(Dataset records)
________

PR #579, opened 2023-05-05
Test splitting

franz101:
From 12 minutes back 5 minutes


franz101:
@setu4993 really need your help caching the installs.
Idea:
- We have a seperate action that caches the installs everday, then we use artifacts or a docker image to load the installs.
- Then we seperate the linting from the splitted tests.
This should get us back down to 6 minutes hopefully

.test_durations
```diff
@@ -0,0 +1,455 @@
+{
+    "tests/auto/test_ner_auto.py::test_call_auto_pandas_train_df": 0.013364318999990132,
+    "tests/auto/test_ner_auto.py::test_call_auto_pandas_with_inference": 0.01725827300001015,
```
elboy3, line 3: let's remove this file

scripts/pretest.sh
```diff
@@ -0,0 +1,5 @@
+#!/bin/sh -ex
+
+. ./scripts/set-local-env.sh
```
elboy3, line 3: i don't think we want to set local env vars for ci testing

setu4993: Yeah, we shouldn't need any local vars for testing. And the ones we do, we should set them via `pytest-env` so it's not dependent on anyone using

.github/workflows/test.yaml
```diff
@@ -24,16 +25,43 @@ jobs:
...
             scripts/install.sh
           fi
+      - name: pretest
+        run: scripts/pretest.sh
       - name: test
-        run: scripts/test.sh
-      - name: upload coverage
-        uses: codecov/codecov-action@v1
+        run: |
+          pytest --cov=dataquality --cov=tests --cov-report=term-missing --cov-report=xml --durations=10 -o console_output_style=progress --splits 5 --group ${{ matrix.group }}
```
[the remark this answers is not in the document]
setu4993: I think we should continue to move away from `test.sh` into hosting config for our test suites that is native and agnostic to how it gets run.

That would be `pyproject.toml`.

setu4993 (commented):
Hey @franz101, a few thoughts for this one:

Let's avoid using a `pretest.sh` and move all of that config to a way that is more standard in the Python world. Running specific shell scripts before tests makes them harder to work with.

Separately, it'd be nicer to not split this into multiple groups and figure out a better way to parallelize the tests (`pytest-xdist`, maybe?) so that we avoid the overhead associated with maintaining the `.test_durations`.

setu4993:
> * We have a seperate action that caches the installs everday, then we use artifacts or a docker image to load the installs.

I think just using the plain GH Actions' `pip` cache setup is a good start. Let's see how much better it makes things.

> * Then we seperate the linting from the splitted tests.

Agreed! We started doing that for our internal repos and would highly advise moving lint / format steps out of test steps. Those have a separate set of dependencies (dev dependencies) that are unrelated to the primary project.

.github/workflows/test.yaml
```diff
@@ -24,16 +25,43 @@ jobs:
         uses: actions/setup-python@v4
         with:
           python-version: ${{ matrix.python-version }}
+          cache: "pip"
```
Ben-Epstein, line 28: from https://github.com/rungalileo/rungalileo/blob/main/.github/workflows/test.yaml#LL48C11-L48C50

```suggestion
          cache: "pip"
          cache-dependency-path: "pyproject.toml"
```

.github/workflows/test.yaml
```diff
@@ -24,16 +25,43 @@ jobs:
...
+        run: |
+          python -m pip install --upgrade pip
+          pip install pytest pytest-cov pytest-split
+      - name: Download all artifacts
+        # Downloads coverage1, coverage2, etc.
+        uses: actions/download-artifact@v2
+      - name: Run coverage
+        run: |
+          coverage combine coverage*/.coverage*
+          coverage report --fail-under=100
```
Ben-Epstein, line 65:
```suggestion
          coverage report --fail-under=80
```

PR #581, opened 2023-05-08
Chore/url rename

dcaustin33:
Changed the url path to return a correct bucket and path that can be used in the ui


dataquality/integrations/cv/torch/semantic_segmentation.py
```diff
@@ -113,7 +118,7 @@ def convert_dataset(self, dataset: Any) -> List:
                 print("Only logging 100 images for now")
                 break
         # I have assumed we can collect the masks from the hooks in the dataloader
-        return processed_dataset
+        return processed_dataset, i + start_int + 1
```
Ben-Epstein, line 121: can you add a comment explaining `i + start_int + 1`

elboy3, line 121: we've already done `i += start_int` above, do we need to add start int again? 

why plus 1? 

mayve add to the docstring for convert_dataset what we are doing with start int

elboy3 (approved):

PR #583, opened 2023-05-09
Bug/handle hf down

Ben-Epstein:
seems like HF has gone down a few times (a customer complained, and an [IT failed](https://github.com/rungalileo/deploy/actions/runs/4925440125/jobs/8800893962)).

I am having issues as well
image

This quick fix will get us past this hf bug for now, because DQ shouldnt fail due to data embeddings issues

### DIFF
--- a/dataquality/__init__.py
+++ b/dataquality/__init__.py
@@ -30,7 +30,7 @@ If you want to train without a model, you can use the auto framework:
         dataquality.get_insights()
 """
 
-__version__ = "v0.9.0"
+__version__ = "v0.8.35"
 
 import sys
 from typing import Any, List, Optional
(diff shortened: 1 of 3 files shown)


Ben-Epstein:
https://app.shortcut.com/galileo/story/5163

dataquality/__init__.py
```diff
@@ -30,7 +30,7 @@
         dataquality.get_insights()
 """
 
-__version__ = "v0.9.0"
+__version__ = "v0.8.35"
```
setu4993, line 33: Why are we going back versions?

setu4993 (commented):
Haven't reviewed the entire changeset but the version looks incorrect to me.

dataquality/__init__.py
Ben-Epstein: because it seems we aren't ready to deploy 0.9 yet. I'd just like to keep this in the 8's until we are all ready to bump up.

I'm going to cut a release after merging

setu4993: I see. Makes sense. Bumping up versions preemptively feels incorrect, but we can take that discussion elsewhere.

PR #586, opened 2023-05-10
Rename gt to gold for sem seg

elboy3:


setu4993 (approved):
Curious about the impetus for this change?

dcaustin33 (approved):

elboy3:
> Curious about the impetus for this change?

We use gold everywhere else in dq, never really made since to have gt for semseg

________

Set down each entry again, exactly as written.

* _Result_
PR #579, opened 2023-05-05
Test splitting

franz101:
From 12 minutes back 5 minutes


franz101:
@setu4993 really need your help caching the installs.
Idea:
- We have a seperate action that caches the installs everday, then we use artifacts or a docker image to load the installs.
- Then we seperate the linting from the splitted tests.
This should get us back down to 6 minutes hopefully

.test_durations
```diff
@@ -0,0 +1,455 @@
+{
+    "tests/auto/test_ner_auto.py::test_call_auto_pandas_train_df": 0.013364318999990132,
+    "tests/auto/test_ner_auto.py::test_call_auto_pandas_with_inference": 0.01725827300001015,
```
elboy3, line 3: let's remove this file

scripts/pretest.sh
```diff
@@ -0,0 +1,5 @@
+#!/bin/sh -ex
+
+. ./scripts/set-local-env.sh
```
elboy3, line 3: i don't think we want to set local env vars for ci testing

setu4993: Yeah, we shouldn't need any local vars for testing. And the ones we do, we should set them via `pytest-env` so it's not dependent on anyone using

.github/workflows/test.yaml
```diff
@@ -24,16 +25,43 @@ jobs:
...
             scripts/install.sh
           fi
+      - name: pretest
+        run: scripts/pretest.sh
       - name: test
-        run: scripts/test.sh
-      - name: upload coverage
-        uses: codecov/codecov-action@v1
+        run: |
+          pytest --cov=dataquality --cov=tests --cov-report=term-missing --cov-report=xml --durations=10 -o console_output_style=progress --splits 5 --group ${{ matrix.group }}
```
[the remark this answers is not in the document]
setu4993: I think we should continue to move away from `test.sh` into hosting config for our test suites that is native and agnostic to how it gets run.

That would be `pyproject.toml`.

setu4993 (commented):
Hey @franz101, a few thoughts for this one:

Let's avoid using a `pretest.sh` and move all of that config to a way that is more standard in the Python world. Running specific shell scripts before tests makes them harder to work with.

Separately, it'd be nicer to not split this into multiple groups and figure out a better way to parallelize the tests (`pytest-xdist`, maybe?) so that we avoid the overhead associated with maintaining the `.test_durations`.

setu4993:
> * We have a seperate action that caches the installs everday, then we use artifacts or a docker image to load the installs.

I think just using the plain GH Actions' `pip` cache setup is a good start. Let's see how much better it makes things.

> * Then we seperate the linting from the splitted tests.

Agreed! We started doing that for our internal repos and would highly advise moving lint / format steps out of test steps. Those have a separate set of dependencies (dev dependencies) that are unrelated to the primary project.

.github/workflows/test.yaml
```diff
@@ -24,16 +25,43 @@ jobs:
         uses: actions/setup-python@v4
         with:
           python-version: ${{ matrix.python-version }}
+          cache: "pip"
```
Ben-Epstein, line 28: from https://github.com/rungalileo/rungalileo/blob/main/.github/workflows/test.yaml#LL48C11-L48C50

```suggestion
          cache: "pip"
          cache-dependency-path: "pyproject.toml"
```

.github/workflows/test.yaml
```diff
@@ -24,16 +25,43 @@ jobs:
...
+        run: |
+          python -m pip install --upgrade pip
+          pip install pytest pytest-cov pytest-split
+      - name: Download all artifacts
+        # Downloads coverage1, coverage2, etc.
+        uses: actions/download-artifact@v2
+      - name: Run coverage
+        run: |
+          coverage combine coverage*/.coverage*
+          coverage report --fail-under=100
```
Ben-Epstein, line 65:
```suggestion
          coverage report --fail-under=80
```

PR #581, opened 2023-05-08
Chore/url rename

dcaustin33:
Changed the url path to return a correct bucket and path that can be used in the ui


dataquality/integrations/cv/torch/semantic_segmentation.py
```diff
@@ -113,7 +118,7 @@ def convert_dataset(self, dataset: Any) -> List:
                 print("Only logging 100 images for now")
                 break
         # I have assumed we can collect the masks from the hooks in the dataloader
-        return processed_dataset
+        return processed_dataset, i + start_int + 1
```
Ben-Epstein, line 121: can you add a comment explaining `i + start_int + 1`

elboy3, line 121: we've already done `i += start_int` above, do we need to add start int again? 

why plus 1? 

mayve add to the docstring for convert_dataset what we are doing with start int

elboy3 (approved):

PR #583, opened 2023-05-09
Bug/handle hf down

Ben-Epstein:
seems like HF has gone down a few times (a customer complained, and an [IT failed](https://github.com/rungalileo/deploy/actions/runs/4925440125/jobs/8800893962)).

I am having issues as well
image

This quick fix will get us past this hf bug for now, because DQ shouldnt fail due to data embeddings issues

### DIFF
--- a/dataquality/__init__.py
+++ b/dataquality/__init__.py
@@ -30,7 +30,7 @@ If you want to train without a model, you can use the auto framework:
         dataquality.get_insights()
 """
 
-__version__ = "v0.9.0"
+__version__ = "v0.8.35"
 
 import sys
 from typing import Any, List, Optional
(diff shortened: 1 of 3 files shown)


Ben-Epstein:
https://app.shortcut.com/galileo/story/5163

dataquality/__init__.py
```diff
@@ -30,7 +30,7 @@
         dataquality.get_insights()
 """
 
-__version__ = "v0.9.0"
+__version__ = "v0.8.35"
```
setu4993, line 33: Why are we going back versions?

setu4993 (commented):
Haven't reviewed the entire changeset but the version looks incorrect to me.

dataquality/__init__.py
Ben-Epstein: because it seems we aren't ready to deploy 0.9 yet. I'd just like to keep this in the 8's until we are all ready to bump up.

I'm going to cut a release after merging

setu4993: I see. Makes sense. Bumping up versions preemptively feels incorrect, but we can take that discussion elsewhere.

PR #586, opened 2023-05-10
Rename gt to gold for sem seg

elboy3:


setu4993 (approved):
Curious about the impetus for this change?

dcaustin33 (approved):

elboy3:
> Curious about the impetus for this change?

We use gold everywhere else in dq, never really made since to have gt for semseg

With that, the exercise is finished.